Wednesday, March 30, 2016

March 2016

3-1-2016 From my notes:
Genuine friendship doesn't care about the mess. It embraces happy and sad tears with hugs and prayers and speaks truth in the darkness. Thankful my co-worker did that for me today. Love ya Mitzi!


3/6/16

Noah Lewis accepted the love and forgiveness of Jesus about a month ago. I asked the Lord for this moment before any transition took place. Thank you Lord for answering me! 
So, on the Sunday of DNOW weekend, where we knew much of our youth would be gathered there, Jeremy baptized Noah. It was a sweet and surreal day. We celebrated appropriately at his favorite Mexican place surrounded by family and friends.

The day was so sweet in so many ways....but it also came with a massive amount of heartache. 

I lost my best friend.
Every day for 5 years we talked. We texted/FaceTime/chatted all those days. And those days came to an abrupt end back in January. Today was the day I really lost her.

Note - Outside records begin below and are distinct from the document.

PR #1668, opened 2019-11-25
Fix bug with deduplication in qualys findings

alles-klar:
Qualys findings contains information like dates or times found. When using deduplication the hash should not include this information. To archive this we using a separator.

Has someone has a better idea to solve this bug or is this solution fine?

On behalf of DB Systel GmbH

---

### DIFF
--- a/dojo/models.py
+++ b/dojo/models.py
@@ -1318,7 +1318,14 @@ class Finding(models.Model):
         return filtered.exclude(pk=self.pk)
 
     def compute_hash_code(self):
-        hash_string = self.title + str(self.cwe) + str(self.line) + str(self.file_path) + self.description
+        hash_string = self.title + str(self.cwe) + str(self.line) + str(self.file_path)
+        # additional check to exclude unwanted information from description for the duplicate detection, e.g. dates, times_found, ...
+        end_position = self.description.find("================")
+        if end_position > -1:
+            hash_string += self.description[:end_position]
+        else:
+            hash_string += self.description
+
         if self.dynamic_finding:
             endpoint_str = ''
             if len(self.unsaved_endpoints) > 0 and self.id is None:
--- a/dojo/tools/qualys/parser.py
+++ b/dojo/tools/qualys/parser.py
@@ -141,6 +141,7 @@ def issue_r(raw_row, vuln):
                                                    htmltext("QID: " + str(_gid)),
                                                    htmltext("Port: " + str(_port)),
                                                    htmltext("Result Evidence: " + _result),
+                                                   htmltext("================"),
                                                    htmltext("First Found: " + _first_found),
                                                    htmltext("Last Found: " + _last_found),
                                                    htmltext("Times Found: " + _times_found),


ptrovatelli:
this modification would impact all the scanners. 
when PR https://github.com/DefectDojo/django-DefectDojo/pull/1665 is merged, it will be possible to configure the hash_code fields for each parser

Can you have a look and maybe post an +1 in the PR if that works for you because this PR have been sitting there for a lot of time. Having some feedback would probably be helpful :)
Thanks!

alles-klar:
After PR #1665  is merged, I thought of 3 possibilities:
1. Use the existing workaround in this PR.
2. Remove the fields "Last Found" and "Times Found", because they are not so important. As a user I only want to know if a finding is there or not. "First Found" should be constant.
3. Remove the description field from deduplication. I am not sure if this causes any problems. 

I prefer solution two. @ptrovatelli What do you think?

ptrovatelli:
Hi @alles-klar . will have a look asap. i need to check what qualys reports look like but if we can fix it by configuration only it would be better. if not possible, maybe the scanner needs fixing :)
 in the meantime, I have added documentation about what is possible with that new deduplication configuration : please see https://github.com/DefectDojo/Documentation/pull/70

ptrovatelli:
@alles-klar your problem is that the legacy deduplication is using the description when computing the hash_code. with the new configurable deduplication system, you shouldn't need to change the code to get a proper deduplication because you can just configure how to compute the hash_code. 
The below configuration works OK but produces many duplicates (208 duplicates out of 299 in https://raw.githubusercontent.com/DefectDojo/sample-scan-files/master/qualys/Qualys_Sample_Report.xml ) due to a bug in the endpoint listing: the current code is not able to find the endpoints while computing the hash_code. I have picked the same code as the legacy algo for getting the endpoints but it's not working either in the legacy dedupe. 
There is something that I don't understand with the finding saving. it looks like it's triggered twice, the first time with self.id=None and then with the correct id. 
I haved added a couple of debug logs here, it will give an idea of what's wrong https://github.com/ptrovatelli/django-DefectDojo/tree/dedupe-dynamic-debug

ZAP scanner has the same issue, I think it's the same for all dynamic scanners.

anyway, the best I have right now: in settings.py: 

```
...
    'Qualys Scan': ['title', 'severity', 'endpoints']
}

HASHCODE_ALLOWS_NULL_CWE = {
...
    'Qualys Scan': True
}

...
    'Qualys Scan': DEDUPE_ALGO_HASH_CODE
}
```

NB: you'll find documentation about that deduplication system here (freshly merged) : https://defectdojo.readthedocs.io/en/latest/features.html#deduplication

ptrovatelli:
got it.      
Finding.save is called once from serializers.py with dedupe_option=False because the findings is not ready yet, for example the endpoints are not computed.
It is then called a second time with dedupe_option defaulted to true; now we can compute the hash_code and run the deduplication
So we only need to wait for the second call (dedupe_option=True) for computing the hash_code. 
I will push the fix very soon

ptrovatelli:
@alles-klar can you try out https://github.com/DefectDojo/django-DefectDojo/pull/1730 and tell me if that works for you? 
thanks!

alles-klar:
@ptrovatelli Thanks for your work. I think we don't need this PR anymore.

PR #1672, opened 2019-11-26
Add more product metrics, and base off open findings

madchap:
Trying to enhance the product metrics page a bit. Adding to the "overview":
- false-positive 
- out of scope 
- inactive 

Also, to follow-up on #1520 , detailed metrics now get their data from open findings (aka active) and not verified ones, hence actually showing something most of the time.

The motivation behind this is mainly for CI automatically imported reports, which establish a baseline, but sometimes do not get analysed when you have so many. Through re-importing scans on a regular basis, seeing the trend is good.

To that effect, I also think that having a dynamic way to select which "source" of findings to take to graph would be good; like a dropdown box to choose from "verified", "open" or even "inactive" findings instead of having that hardcoded. Some products findings may never really investigated (and so likely get imported as "inactive"), yet it's nice to have a trend as reports get re-imported over and over through CI.

It also adapts the product overview to use open (a.k.a active) findings and not verified findings.

image

- [] Your code is flake8 compliant 


madchap:
I am guessing this works well enough in my little local tests.

I wish we had an easy way to somehow replace this with something like plotly charts to make nice interactive diagrams, but 1. not really my cup of tea 2. does not seem so straightforward either.

madchap:
I can reproduce indeed. Does not happen when you mark it false-positive "individually" though, just through bulk.

There is also something else I need to track down. When there is an active (open) finding, the first graph classifies it as "accepted" and not "open".

madchap:
The bulk "false-positive" does not mark the finding as "mitigated", this is why it does not show.

madchap:
OK, this should be sorted.

PR #1673, opened 2019-11-26
adding multi-procs and threads by default

madchap:
Adding multi process and multi-thread by default to avoid blocking.
Otherwise, you may just be watching an import for 5 minutes and not do anything else.


ptrovatelli:
same as #1660 ?

madchap:
yea... no comment :-)

PR #1675, opened 2019-11-26
Checkmarx set false positive status

ptrovatelli:
Imports checkmarx vuln with false positive status when found as such in checkmarx report
In WIP because I have based this branch on https://github.com/DefectDojo/django-DefectDojo/pull/1665 where checkmarx parser was modified a lot. 
It's actually just a couple of lines of code in checkmarx parser.py for this PR

Note that ticking "active" / "verified" in the GUI may lead to status such as: 
active, verified, false positive

this is because active and verified when ticked in the GUI overwrites what is done by the parser.

### DIFF
--- a/dojo/tools/checkmarx/parser.py
+++ b/dojo/tools/checkmarx/parser.py
@@ -107,6 +107,7 @@ class CheckmarxXMLParser(object):
                            test=self.test,
                            active=False,
                            verified=False,
+                           false_p=result.get('FalsePositive') == "True",
                            # Concatenates the query information with this specific finding information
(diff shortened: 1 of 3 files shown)


ptrovatelli:
good for review. there is something off with the findings saving in general though regarding the active/verified status: 
- with api v2:
  - by default: active=true verified=true (even if false positive)
  - in API call if we force in the parameters active=false, verified=false =>  active=true, verified = false
- gui: 
  - if we tick active/verified: active/verified
  - else: inactive / not verified

Issue #1680, opened 2019-12-02
BlackDuck zip-file importer - always 0 findings


Apipia:
**Bug description**
BlackDuck import accepts a zip file with various csv's in them for upload. The code for this expects to find 2 files: files.csv and security.csv. However, these files are not named exactly that. As you can see below, the files contain a date. Also, in the particular version of blackduck that we use, the files.csv has been renamed to source.
![image](https://user-images.githubusercontent.com/17787069/70001653-b7795c00-1512-11ea-9ef5-734f26f2dd7e.png)

Code to be changed:
https://github.com/DefectDojo/django-DefectDojo/blob/4c5bf565ccce0df5c6e4fb3f23fd68f18864f2e4/dojo/tools/blackduck/importer.py#L58

**Steps to reproduce**
1. Create a blackduck report zip file
2. Upload the zipfile to a test in Defect Dojo
3. Note that no findings are found (since it doesn't find the files it's looking for)
4. (No error message)

**Expected behavior**
It should find the proper files and upload their results.

**Deployment method** *(select with an `X`)*
- [X] setup.bash / legacy-setup.bash

**Environment information**
 - Operating System: [e.g. Ubuntu 16.04]

This issue is quite similar to #1658, however that issue is more related to the CVE and database scheme, not the importer logic. I also noticed that amrityam's zip file is formatted similar to mine, meaning that we should be sharing this issue as well.

madchap:
Thanks for reporting this @Apipia !

As discussed on Slack, if you'd like to submit a small PR to fix this, I can assign this issue to you. Let me know :-)

Apipia:
Yeah that works! I'm testing my changes right now.

madchap:
Closing this, since your patch was merged. Cheers!

PR #1632, opened 2019-11-02
Fix cve regex 1553

blacklotos:
**Note: DefectDojo is now on Python3 and Django 2.2.1 Please submit your pull requests to the 'dev' branch as the 'legacy-python2.7' branch is only for bug fixes. Any new features submitted to the legacy branch will be ignored and closed.**

When submitting a pull request, please make sure you have completed the following checklist:

- [ ] Your code is flake8 compliant 
- [ ] Your code is python 3.5 compliant
- [ ] If this is a new feature and not a bug fix, you've included the proper documentation in the ReadTheDocs documentation folder. https://github.com/DefectDojo/Documentation/tree/master/docs or provide feature documentation in the PR.
- [ ] Model changes must include the necessary migrations in the dojo/dd_migrations folder.
- [ ] Add applicable tests to the unit tests.

PR #1683, opened 2019-12-03
Blackduck importer fixes

Apipia:
### Fixes

1. Parsing ZIP file now finds the correct files. (Solves always 0 findings)
2. Locations will cap the size of the various file paths at 4000 characters (so there is no sql error)
3. CVE's will be pulled out of the vulnerability id field (they will sometimes contain BDSA identifiers as well as CVE's) 
4. There is no "Product id" column in the csv's, that is replaced with "Component id"

Let me know if you have some different version of blackduck that has a Product id in the csv instead of Component id, I could make it backwards compatible.

This PR refers to issue #1680.
Have also updated the sample scan zip at DefectDojo/sample-scan-files and created a PR there.

My first contribution
@madchap, thanks for the help. Please take a look. :)


Apipia:
I would like to upgrade this parser farther and overhaul it. Blackduck is _less_ about the vulnerabilities in the included components for your projects, and _more_ about those packages being at vulnerable versions in the first place. 

For our team's use, I will be updating the parser and importer to support this way of presenting findings. An out-of-date and vulnerable component will be ONE finding, and it's various CVE's will be included in the description, the mitigation will simply be to update the vulnerable component to a secure version.
Another use case of Blackduck (the one that we care more about, honestly) is the License Risk, which isn't being considered with the current parser/importer logic. I will be updating it to create findings for License Risks as well. 

Would this be of value to any Blackduck users? If not I can just keep those future changes locally.

madchap:
Thanks @Apipia for working on this first contribution!

A few comments:
* I would indeed retain the backwards compatibility. We do not want to break anything for other users in general and be able to address the use-cases of many.
* Regarding your 2nd comment, you don't necessarily have to modify this very parser either. I feel it would then be overly complicated to maintain backward compatibility while trying to adapt to newer ways of presenting findings. You could also add a brand new Blackduck parser (e.g. different factory/class name) to handle the report in a novel way and eventually have the two options offered in parallel. Please use another PR for that.
* For the license risks, it will be interesting to see what changes you propose ;-) It is probably better for you to work on this in a separate PR to keep things simple.

If you would like people to help test your PR at some point, please upload some test files to help. You can of course anonymize them as needed. It would be good to have them in the other repo at https://github.com/DefectDojo/sample-scan-files.

dojo/tools/blackduck/importer.py
```diff
@@ -54,12 +55,13 @@ def _process_zipfile(self, report):
         security_issues = dict()
         try:
             with zipfile.ZipFile(str(report)) as zip:
-                for file_name in zip.namelist():
-                    if file_name.endswith('files.csv'):
-                        with io.TextIOWrapper(zip.open(file_name)) as f:
+                for full_file_name in zip.namelist():
+                    file_name = full_file_name.split("/")[-1]
+                    if 'source' in file_name:
```
madchap: Wasn't it `sources` you had mentioned in Slack and not `source`? Also of course, please think there about backward-compatibility.

dojo/tools/blackduck/importer.py
```diff
@@ -103,12 +118,16 @@ def _process_project_findings(self, project_ids, security_issues, files=None):
...
-                    ', '.join(locations)
+                    location
                 )
 
     def __partition_by_project_id(self, csv_file):
         records = csv.DictReader(csv_file)
         findings = defaultdict(set)
         for record in records:
-            findings[record.get('Project id')].add(frozenset(record.items()))
+            findings[record.get('Component id')].add(frozenset(record.items()))
```
madchap: Mind the backward compatibility here too.

dojo/tools/blackduck/importer.py
Apipia: Turns out the file is called "source".
Example: source_2019-11-25-223934.csv

Also copy that, I will consider backwards compatibility for these.

Apipia:
I have made the requested backwards compatibility changes.
Also I have a PR on the sample upload files here:
https://github.com/DefectDojo/sample-scan-files/pull/40
The data is completely random and will create 11 findings:
https://github.com/DefectDojo/sample-scan-files/pull/40

dojo/tools/blackduck/importer.py
```diff
@@ -103,12 +120,21 @@ def _process_project_findings(self, project_ids, security_issues, files=None):
...
+            key = "Project id"
+        else:
+            key = "Component id"
         for record in records:
-            findings[record.get('Project id')].add(frozenset(record.items()))
+            findings[record.get(key)].add(frozenset(record.items()))
         return findings
+
+    def get_cve(self, vuln_id):
+        cve_search = re.search("CVE-\d{4}-\d{4,7}", vuln_id, re.IGNORECASE)
```
adracea: I think this would need to be `re.search(r"CVE-\d{4}-\d{4,7}", vuln_id, re.IGNORECASE)` in order for it to be flake8 compliant .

We might not ever be friends on the other side of this. 
I can't believe I am saying that. 
I don't want to be saying that
I know Jesus can heal that place in my heart, but allowing her to enter into that space where true friendship exists...I can't do that again. And I am not sure now that we were ever as close as I imagined from my vantage point. 

I could say a lot of cliches in regards to this, but ultimately as much as lay it all down, I can't un-hear the words spoken to me. I think I am still in shock most days thinking about it.

Deep friendships are hard to come by. For me it's a level of intimacy that you just don't share with everyone. True genuine friendships thrive and are built in those times where vulnerability is key. Life is messy. We all have a past, or even present that isn't luxurious...or we have a family with a trail of destruction. Either way, it leaves us navigating life and finding friends along the way that will be there and walk that road with you.

In our most darkest time, we looked around and you weren't there.
And it still hurts.



-Karen

Your Will Lord, not ours.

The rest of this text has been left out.